Becka, it’s not blood, it’s raspberry filling
Main Cast: Catherine O’Hara, Steven Weber
Director: Steven Weber
Never stand on a water-logged cardboard box, staring down the barrel of your husband’s gun. That’s a lesson Becka Paulson (Catherine O’Hara, HOME ALONE) learns when she topples off the box and shoots herself in the head.
Luckily, the bullet doesn’t kill her. Terrified of admitting the incredibly stupid thing she’s done, Becka covers the wound with a Band-Aid and tries to go about her day, cooking dinner for her husband Joe (John Diehl, STARGATE) and sitting idly by listening to the man in the 8X10 frame on top of the TV talking to her while Joe leafs through a swimsuit magazine with a beer.

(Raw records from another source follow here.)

PR #1903, opened 2026-08-09
Add direct virtual camera output on Linux

1ceseismic:
adds optional v4l2 output for processed live frames using a non-blocking writer. UI toggle & setup script + test.
I wanted this instead of having to rely on OBS virtual cam (or similar). much nicer solution

## Summary by Sourcery

Add optional Linux-only virtual camera output for live processed frames and document how to set it up.

New Features:
- Expose a Virtual camera toggle in the live camera UI on Linux to publish processed live output as a webcam via v4l2loopback.
- Introduce a VirtualCameraSink abstraction to stream processed frames to a v4l2loopback-backed device using pyvirtualcam.
- Add a setup script and kernel/module configuration for creating a labeled v4l2loopback device on Linux.

Enhancements:
- Refine live preview frame queue handling to always keep and forward the latest processed frame, including for virtual camera output.

Build:
- Add a Linux-only dependency on pyvirtualcam for virtual camera support.

Deployment:
- Install v4l2loopback configuration files and module-load settings via a helper script to provision the virtual camera device.

Documentation:
- Document Linux virtual camera usage and setup steps in the README.

Tests:
- Add unit tests for virtual camera device discovery and frame format handling.

### DIFF
--- a/README.md
+++ b/README.md
@@ -354,6 +354,18 @@ python run.py --execution-provider openvino
 -   Use a screen capture tool like OBS to stream.
 -   To change the face, select a new source image.
 
+### Direct Virtual Camera on Linux
+
+Install and configure `v4l2loopback`:
+
+```bash
+./setup-virtual-camera-linux.sh
+```
+
+Enable **Virtual camera**, select the input camera, and click **Live**. Select
+**Deep Live Cam** in the receiving application. The virtual camera is available
+while the Live Preview is running.
+
 ## Download all models in this huggingface link
 - [**Download models here**](https://huggingface.co/hacksider/deep-live-cam/tree/main)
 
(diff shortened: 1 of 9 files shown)


kier007:
good pr, the queueing and linux dep setup looks clean, gonna hold off on merging just yet, though, the main issue is that if the virtual camera fails to start, the worker exists but the toggle and saved state stay enabled, so the UI says it's on when noting is running, we should reset the toggle/global state when startup fails

1ceseismic:
@kier007 agree, thanks for pointing out. Have now fixed in 2c25c511: a toggle failure now resets the toggle & global/saved state. Failure reason also appears in UI.

1ceseismic:
bump :3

The man in the frame (Steven Weber, Wings) tells Becka that Joe is having an affair with a woman he works with at the post office. Becka already suspects this is true, but the man in the frame just confirms it.
Joe tells her she should get that wound on her head looked at. It’s just a bump, Becka insists. But she agrees and goes to the town vet because Joe says he only charges $9 a visit. The vet, Dr. Fink who, I was surprised to see, wasn’t in fact wearing scrubs, a mask and sunglasses while laying down some funky tracks with Prince, tells her the wound seems to be healing nicely and while he can give her a fresh bandage, he’s only a vet, so can’t prescribe her anything to help with the voices, nor the fact she received a phone call from her dead father.
Becka thanks him, pays him his $9, then goes to the Derry Dollar store to pick up some stocking stuffers for Joe as Christmas is coming up sooner rather than later. The cashier tells her the register is down and her manager isn’t there, but that’s okay because Becka can figure out the total in her head, with tax, so she pays for her two sacks full of 8X10 frames because the man in them insists she wants to put one of him in every room of Becka and Joe’s trailer, and heads home to make dinner for her man.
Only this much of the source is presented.